On LinkedIn a fellow named Francois Dewaste posts links to some Scala-related articles he runs across, and I often check them out. Recently he shared an article about a Monte Carlo simulation in Scala, written by Alvin Alexander. I found the problem interesting, so I want to share my own Scala solution, which is written using a more functional style, and also a mathematical interpretation of the results.

First I’ll repeat the basic problem:

If two people who are each right on a test 80% of the time (but whose answers are uncorrelated) have the same answer for a particular question, what is the probability that their answer is right?

You’ll get much more out of this post if you spend a minute thinking about the problem. How would you model it mathematically? How would you explore the problem using software?

Apparently several statisticians he asked said that the answer was 80%. Presumably their thinking was along the lines that since their answers are uncorrelated, the fact that two (or three or …) agree means nothing. But that’s wrong.

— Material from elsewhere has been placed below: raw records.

PR #126, opened 2021-07-22
Hotfix/cran checks

slwu89:
fixed one last unsigned/signed comparison that was giving LTO error in IterableBitset.h `bitset_choose_internal`. No further errors/warnings/notes after running [rhub checks](https://r-hub.github.io/rhub/reference/check_shortcuts.html) `check_with_sanitizers` and `check_with_valgrind`  both with option `--enable-lto=check` enabled (as per the [R manual on writing extensions](https://cran.r-project.org/doc/manuals/r-devel/R-admin.html#LTO-for-package-checking))

### DIFF
--- a/DESCRIPTION
+++ b/DESCRIPTION
@@ -1,6 +1,6 @@
 Package: individual
 Title: Framework for Specifying and Simulating Individual Based Models
-Version: 0.1.3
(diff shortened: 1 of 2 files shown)


giovannic (approved):
Incredible!

PR #134, opened 2021-08-09
improvements to variable classes, clean up code and tests

slwu89:
@giovannic this PR improves the variable classes, and addresses some other issues I've found over the past few weeks. I've checked this branch using R-CMD-check as well as with the docker containers for R compiled with extra options to catch undef behavior and valgrind and everything passes without any problems (no undefined behavior or memory leaks detected).

Sorry for the huge PR...I let things get out of hand. I'll list below a summary of major changes and we'll see what you think and how many changes should stay:

1. remove `reshape2` from DESCRIPTION: we don't seem to use this package anywhere in `individual`, and all checks pass after removal.
2. in header files for `CategoricalVariable`, `IntegerVariable`, and `DoubleVariable`, move all method definitions to outside the struct (the same style as done for `IterableBitset`; I find this helps me see more clearly what methods the struct supports (and their argument overloads), and then I can look at specific implementation below if needed ([example for categorical variable](https://github.com/mrc-ide/individual/blob/7692c111ae21b87117858a986b67d43ed6247b74/inst/include/CategoricalVariable.h)).
3. added pseudo-docs tags to the methods in `CategoricalVariable`, `IntegerVariable`, and `DoubleVariable` headers, to match the style of `IterableBitset`
4. `get_values` and `get_size` methods for `IntegerVariable`, and `DoubleVariable` were returning a reference, fixed here to return an object https://github.com/mrc-ide/individual/commit/9b48a3608e68f50452e78bc2ff341e37840309b2
5. give `CategoricalVariable`, `IntegerVariable`, and `DoubleVariable` a virtual destructor with default behavior https://github.com/mrc-ide/individual/commit/ea8f9b0d3382ffc8e25b21b437233658563d8503
6. `get_size_of` methods for `CategoricalVariable` were returning `int`, change to return `size_t` for consistency with the other variable types.
7. simplified `get_index_of` method for `CategoricalVariable` when the user passes a single category, no need to make a empty bitset and do bitset or, just use bitset constructor with the existing bitset attached to that category as argument.
8. remove `#include <bitset>` from `IterableBitset.h` and `#include <sstream>` from other variable headers.
9. several for loops check if a type `size_t` is less than 0; removed these unnecessary comparisons (https://github.com/mrc-ide/individual/commit/8205290d3f503bdb91b2305e672b95dea4361b39, and https://github.com/mrc-ide/individual/commit/995186c3b970ff050040286cdb1654e2d8460ac1)
10. if passed an integer vector for index, `get_values` method for `IntegerVariable` can directly retrieve values with the vector rather than make a corresponding bitset and then get values using the bitset. This is moderately faster. [intvar_get_values_at_index_vector.pdf](https://github.com/mrc-ide/individual/files/6956236/intvar_get_values_at_index_vector.pdf)
11. if passed an integer vector for `index`, `queue_update` for `IntegerVariable`, and `DoubleVariable` now does the conversion from vector to bitset in C++. It's very slightly faster [intvar_queue_update_bitset.pdf](https://github.com/mrc-ide/individual/files/6956242/intvar_queue_update_bitset.pdf)
12. It's been useful to convert bitsets to vectors for some cases in safir; I added a function to `IterableBitset` that just makes it more convenient, rather than typing the loop each time https://github.com/mrc-ide/individual/blob/3de72096b9e940056df35efd278f7df751976050/inst/include/IterableBitset.h#L408
13. Split the test file `test-variables.R` into 3 files, one for each variable type. Add more tests for edge cases that were not being caught. The single file was getting confusing to look at IMO.
14. Pass arguments by reference where reasonable in `IntegerVariable` and `DoubleVariable`: https://github.com/mrc-ide/individual/commit/65c0a7819a76ecba8db72dee068113faa196b172


giovannic (approved):
Looks great!

PR #199, opened 2015-01-05
[discuss] TIFF output for raster tables

mojodna:
This adds GeoTIFF as an output format.

This also makes sense as a Windshaft output format, but seems fairly sensible here.

### DIFF
--- a/app/models/formats/tiff.js
+++ b/app/models/formats/tiff.js
@@ -1,0 +1,29 @@
+"use strict";
+
+var util = require("util");
+
+var pg = require("./pg");
+
+var TIFF = function() {};
+
+TIFF.prototype = new pg("tiff");
+
+TIFF.prototype._contentType = "image/tiff";
+
+TIFF.prototype.getQuery = function(sql, options) {
+  // the query will contain conversion from coords to a bbox
+  // NOTE: gn is assumed to be the raster column rather than the geometry
+  // column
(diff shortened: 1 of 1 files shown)


app/models/formats/tiff.js
```diff
@@ -0,0 +1,29 @@
...
+
+TIFF.prototype = new pg("tiff");
+
+TIFF.prototype._contentType = "image/tiff";
+
+TIFF.prototype.getQuery = function(sql, options) {
+  // the query will contain conversion from coords to a bbox
+  // NOTE: gn is assumed to be the raster column rather than the geometry
+  // column
+  return util.format("SELECT ST_AsTiff(%d, '') tiff FROM (%s) AS _ LIMIT 1", options.gn, sql);
```
javisantana: For others format renderers that requires geometry we use ``the_geom`` (default value for ``gn``) and if the table of query does not contain that column it justf fails (http 400)

In this case ``gn`` should be ``the_raster`` instead of ``the_geom``

This question opens a new more general one: how sql api should manage raster tables?

javisantana:
for me this is ok except for the_raster thing explained in the comment.

Other thing that changes is that other columns from the query are discarded, but that could be explained in the documentation.

Did you tried it?

mojodna:
No, that's the other thing ;-)  I still need to set up a working dev environment.

Algunenano:
If necessary it should be implemented in Windshaft

PR #200, opened 2015-01-06
[discuss] Mapbox vector tile (PBF) output

mojodna:
This is both incomplete and not really a good idea, but it brings up some points worth discussing, I think.

While writing this (and the TIFF patch), I started wondering about the distinction between the SQL API and the Windshaft-powered endpoints.  Specifically, there feels like there's a lot of overlap between the 2.

The Windshaft endpoints seem like variants of the SQL endpoints that produce tiled data (and images, but I can't think of a good reason that the SQL endpoint shouldn't include those).

This is partially to say that this output format is better suited to Windshaft (but that wasn't where I initially thought to implement it), since it requires that query parameters be passed through (in order to render the PBF) **and** coordinates need to be embedded into the SQL query that's provided (which would be implicit if powered by Windshaft).

Have you guys given any thought to merging the functionality of the 2 sets of endpoints?

### DIFF
--- a/app/controllers/app.js
+++ b/app/controllers/app.js
@@ -467,7 +467,8 @@ function handleQuery(req, res) {
                   filename: filename,
                   bufferedRows: global.settings.bufferedRows,
                   callback: params.callback,
-                  abortChecker: checkAborted
+                  abortChecker: checkAborted,
+                  params: params
                 };
 
                 if ( req.profiler ) {
--- a/app/models/formats/pbf.js
+++ b/app/models/formats/pbf.js
@@ -1,0 +1,105 @@
+"use strict";
+
+var fs = require("fs"),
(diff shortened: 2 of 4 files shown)


javisantana:
If you think about any API it can be probably done with the SQL API, at the end is a wrapper of postgres so it's tempting to add features and output formats in the SQL API.

The general rule here is:

- everything that needs some process to render on a map -> windshaft
- general data (row oriented) -> SQL API

For this case I think is better to use the incoming postgis functions to export MVT: http://trac.osgeo.org/postgis/ticket/2910

In general windshaft is aware of specific stuff: caching, security, layer merging, fetching external resources (lot of things are coming), take care of the resources used to render and so on.

Algunenano:
Windshaft has MVT support

PR #205, opened 2015-01-30
added /u/:user routing

javisantana:


javisantana:
cc @rochoa

app/controllers/app.js
```diff
@@ -164,13 +164,24 @@ app.set("trust proxy", true);
...
-  res.send(getVersion());
-});
+
+app.all(global.settings.base_url + '/sql',  handleQuery);
+app.all(global.settings.base_url + '/sql.:f',  handleQuery);
+app.get(global.settings.base_url + '/cachestatus', handleCacheStatus);
+app.get(global.settings.base_url + '/health',  handleHealthCheck);
+app.get(global.settings.base_url + '/version', handleVersion);
+
+if (global.settings.user_url) {
```
rochoa: I think we can avoid this by making /u/:user as optional in the route path

```javascript
base_url = '/(u/:user)?/api/:version'
```

app/controllers/app.js
```diff
@@ -207,6 +222,8 @@ function handleQuery(req, res) {
     var requestedFilename = params.filename;
     var filename  = requestedFilename;
     var requestedSkipfields = params.skipfields;
+    // if the request contains the user use it, if not guess from the host
+    var cdbUsername = req.params.user || cdbReq.userByReq(req);
```
rochoa: I would keep the user extraction inside userByReq.

Off topic: userByReq should live in a common module for CartoDB-SQL-API and Windshaft-cartodb.

rochoa:
I made some changes with my proposal, let me know what you think about them :smile:

javisantana:
:es:

PR #216, opened 2015-04-06
Disable per user health check

lbosque:


rochoa:
I'm fine as far as you remove the commented out code :+1:

PR #223, opened 2015-05-25
Avoid timeouts when ogr2ogr queries pg_* catalog

### LINKED ISSUE #204: large exports don't work
some exports that worked before stop working, for example:

```
https://viz2.cartodb.com/api/v1/sql?q=select%20lat,long,temp,date%20from%20ow&format=csv
```
the error is:

```
"Your query was not able to finish. Either you have too many queries running or the one you are trying to run is too expensive. Try again."
```

Sounds reasonable for me but we should provide a way to download large datasets. We could use the ``COPY`` command to stream csv or pgdump files

rochoa:
Reintroduces tables= param in ogr2ogr exports

Fixes #204 

This will avoid running a heavy ogr2ogr query when the pg catalog is big

Ref https://github.com/CartoDB/CartoDB-SQL-API/commit/84c422c505391ef0e743aed2204214d4286d7e30

### DIFF
--- a/NEWS.md
+++ b/NEWS.md
@@ -1,6 +1,11 @@
 1.22.2 - 2015-mm-dd
 -------------------
 
+Bug fixes:
+
+ * Reintroduces tables= param in ogr2ogr exports (#204)
+   This will avoid running a heavy ogr2ogr query when the pg catalog is big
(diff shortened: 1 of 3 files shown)


rafatower:
:+1: 

Do you want me to do anything apart from the code review?

rochoa:
No really :smile:  Thanks!

PR #225, opened 2015-05-26
Uses :remote-addr instead of :req[X-Real-IP]

### LINKED ISSUE #197: Origin IP address is not shown on logs when X-Forwarded-For is not passed
For example:
```[2014-12-23 11:41:55.549] [INFO] [default] - [Tue, 23 Dec 2014 11:41:55 GMT] undefined GET undefined/api/v1/health 200 1 ms -> application/json; charset=utf-8 (undefined)```

It appears as the first "undefined" (the other one is the missing Host header). It seems to display always X-Forwarded-For, so the real IP address is never shown

fdansv:
Fixes #197 (I think)

Gets the requester's IP address via ```:remote-addr``` on the logging template. @rochoa is this an equivalent solution? I'm not that sure.

### DIFF
--- a/app/controllers/app.js
+++ b/app/controllers/app.js
@@ -77,7 +77,7 @@ var tableCache = LRU({
 var loggerOpts = {
     buffer: true,
     format: global.settings.log_format ||
-            ':req[X-Real-IP] :method :req[Host]:url :status :response-time ms -> :res[Content-Type]'
+            ':remote-addr :method :req[Host]:url :status :response-time ms -> :res[Content-Type]'
 };
 
 if ( global.log4js ) {
--- a/config/environments/development.js.example
+++ b/config/environments/development.js.example
@@ -5,7 +5,7 @@ module.exports.base_url     = '(?:/api/:version|/user/:user/api/:version)';
 // X-SQLAPI-Profile header containing elapsed timing for various
 // steps taken for producing the response.
 module.exports.useProfiler = true;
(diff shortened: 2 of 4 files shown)


rochoa:
I think this does not solve #197 because I guess that remote-addr will pick up the remote ip coming from the connecting client. However if it's there is a reverse proxy acting like client forwarding the requests, call it nginx or varnish, it will setup the `X-Forwarded-For` and it won't get into the log.

Look at this issue: https://github.com/nomiddlename/log4js-node/issues/139

fdansv:
Asked at the log4js repo, waiting for their reply to see if we just update the version or fork it.

fdansv:
@rochoa since I pushed to master the fix in our log4js fork... this should work correctly in this branch :D

rochoa:
Not exactly, this uses `cdb` branch from the fork. Check https://github.com/CartoDB/CartoDB-SQL-API/blob/1.22.2/package.json#L28

We need to merge your changes into `cdb` to get them over here :smile:

fdansv:
Aahhh cool, opening PR there then.

fdansv:
Merged, all ok?

rochoa:
That should be enough as this and windshaft-cartodb will pick up the dependency from `cdb` branch on next deploy.

fdansv:
Yeah but windshaft probably need to be modified as well so that it uses :remote-addr, right?

rochoa:
You can modify the configuration examples and default value but at the end is a configuration thing :wink:

PR #234, opened 2015-06-22
Prefixes OGR reserved fields with an underscore to prevent blank csv files

### LINKED ISSUE #184: export to csv with default column names fails
http://javi.cartodb.com/api/v1/sql?q=select%20st_astext(st_makepoint(0,0))&format=csv

fdansv:
@rochoa 

I'm not super confident about this code. Tests pass, and I've added an additional one, but I'm not familiar enough with the SQL syntax/spec to be certain that this covers all cases.

Fixes #184 

cc. @pramsey

### DIFF
--- a/app/models/formats/ogr.js
+++ b/app/models/formats/ogr.js
@@ -208,12 +208,15 @@ console.log('ogr2ogr ' + _.map(ogrargs, function(x) { return "'" + x + "'"; }).j
     if (out_format === 'CSV'){
       var pgFunctionNames = ["st_asbinary", "binarybase64", "st_asewkt", "st_asewkb", "ewkbbase64",
         "st_astext", "asbinary", "asewkt", "asewkb", "astext"];
-      var outerFunction = sql.match(/\s.*?\(/g)[0].trim().replace("(","").toLowerCase();
-      if (pgFunctionNames.indexOf(outerFunction)) {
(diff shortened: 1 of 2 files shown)


app/models/formats/ogr.js
```diff
@@ -203,6 +204,24 @@ console.log('ogr2ogr ' + _.map(ogrargs, function(x) { return "'" + x + "'"; }).j
       callback(err, out_filename);
     }
   );
+  function checkPGReserved(sql) {
```
pramsey: Might want to note in comment the purpose for this transformation? OGR will treat any column with the special names as if it is a geometry column. https://github.com/OSGeo/gdal/blob/trunk/gdal/ogr/ogrsf_frmts/pg/ogrpglayer.cpp#L1387

fdansv: True, adding it.

rochoa:
I'm not a big fan of this solution, manipulating the query with regular expressions to alias some functions feels a bit risky for me. Furthermore having in mind that adding tests for this is very difficult, when you have to check something different that the happy cases.

[ogr format is already extracting the *columns* and doing some stuff with it](https://github.com/CartoDB/CartoDB-SQL-API/blob/1.23.0/app/models/formats/ogr.js#L79-L113), do you think you can sneak the aliases somehow there? :smile: 

What do you think?

PR #243, opened 2015-08-04
Remove client from pool after error happens

### LINKED ISSUE #241: Aborted transactions due errors should be cleaned up
When a transaction fails to complete and no rollback is sent to the very same connection keeps the connection in aborted state until is closed. That prevents any other client to do more requests until connection is closed in the pool.

Sample error transaction:

```sql
BEGIN;
PREPARE _pstm AS select error;
EXECUTE _pstm;
COMMIT;
```

By closing the connection on error we avoid keeping connection with inconsistent states in the pool.

rochoa:
This help to avoid issues with transactions.

Closes #241

cc @javisantana

### DIFF
--- a/NEWS.md
+++ b/NEWS.md
@@ -1,6 +1,11 @@
 1.24.0 - 2015-mm-dd
 -------------------
 
+New features:
+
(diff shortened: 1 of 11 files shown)


zenitraM:
:+1:

PR #247, opened 2015-09-02
Set Last-Modified header based on affected tables

### LINKED ISSUE #101: Correctly set Last-Modified
Rather than using an arbitrary value we use a real value based on query tables.
Doing so would open up the doors for implementing cheap responses to HEAD requests thus speeding up revalidation (currently performed after one hour of persistence in cache, due to max-age).

rochoa:
Closes #101

### DIFF
--- a/NEWS.md
+++ b/NEWS.md
@@ -1,5 +1,9 @@
-1.24.1 - 2015-mm-dd
+1.25.0 - 2015-mm-dd
 -------------------
+
+New features:
+
+ * Set `Last-Modified` header based on affected tables (#101)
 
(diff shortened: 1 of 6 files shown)


rochoa:
cc @Kartones What do you think? Check the test suite to see if that's good enough for you.

Kartones:
:+1:  And perfectly fine to do things like querying cdb_tablemetadata instead of the user DB, from my side any "best effort" scenario is fine because being for syncs, if data caching is not perfect next run would get it anyway, so much better than no caching at all

PR #249, opened 2015-09-04
Adds a custom log4js format function to log sql query from POST requests

### LINKED ISSUE #206: Need to log POST content
We're getting very handy logs for debugging GET requests but not for POST requests. Some problems cannot be easily diagnosed without logging at least part of the request, say the first N characters.

rochoa:
Tokens in log4js are not provided with request/response for context, using a custom format function allow to access them.

In the case of express logger token functions receive request/response for context so it uses a custom token.

`SQL_QUERY_BODY_LOG_MAX_LENGTH = 2000` might seem a bit arbitrary but it tries to match which is considered a sane max length for a GET query string. That means that we won't log more than we might log during a GET request with a lengthy query string.

Closes #206

### DIFF
--- a/app/controllers/app.js
+++ b/app/controllers/app.js
@@ -74,16 +74,45 @@ var tableCache = LRU({
   maxAge: global.settings.tableCacheMaxAge || 1000*60*10
 });
 
-var loggerOpts = {
-    buffer: true,
-    format: global.settings.log_format ||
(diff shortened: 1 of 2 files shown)


rochoa:
@rafatower Do you think this is enough to close #206?

@luisbosque please, let me know if this is a problem for ES.

Thanks :smile:

rafatower:
Looks good to me

luisbosque:
:+1:

PR #250, opened 2015-09-07
Stop adding X-Cache-Channel header when no tables involved

rochoa:


rochoa:
@zenitraM what do you think?

zenitraM:
I think it makes sense :+1:

rochoa:
Thanks! :ship:ing it!

PR #11836, opened 2018-10-16
Fixing issue #11834 (FreeBSD usleep with HAS_CLOCK_NANOSLEEP macro flagging bug)

unixfreaxjp:
Considering the FreeBSD9 CC (not clang) version that is actually unaffected to this bug  HAS_CLOCK_NANOSLEEP, see report log.

### DIFF
--- a/libr/include/r_util/r_sys.h
+++ b/libr/include/r_util/r_sys.h
@@ -9,12 +9,6 @@
 #define R_SYS_DEVNULL "/dev/null"
 #endif
 
-/* #if __linux__ || __FreeBSD__ || __NetBSD__
-#define HAS_CLOCK_NANOSLEEP 1
-#else
-#define HAS_CLOCK_NANOSLEEP 0
-#endif */ 
-
 #ifdef __cplusplus
 extern "C" {
 #endif
--- a/libr/include/r_util/r_sys.h
+++ b/libr/include/r_util/r_sys.h
@@ -9,11 +9,11 @@
 #define R_SYS_DEVNULL "/dev/null"
 #endif
 
-#if __linux__ || __FreeBSD__ || __NetBSD__
+/* #if __linux__ || __FreeBSD__ || __NetBSD__
 #define HAS_CLOCK_NANOSLEEP 1
 #else
 #define HAS_CLOCK_NANOSLEEP 0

If you’re like me, your immediate answer will be “there isn’t enough information.” Clearly you would have to know how many possible answers there are, because that will affect the probability that they have the same wrong answer. If there are only two possible answers, then if they are wrong they agree 100% of the time; if there are an infinity of possible answers, then if they are wrong they agree 0% of the time. Looking at his code, though, it was clear that he meant for there to only be two possible answers to each question.

OK — ready for the answers?

### First the Simulation

I know most folks are here to look at the Scala code, so here it is. To make it a bit easier to follow, bold font indicates where the parameters of the simulation are used.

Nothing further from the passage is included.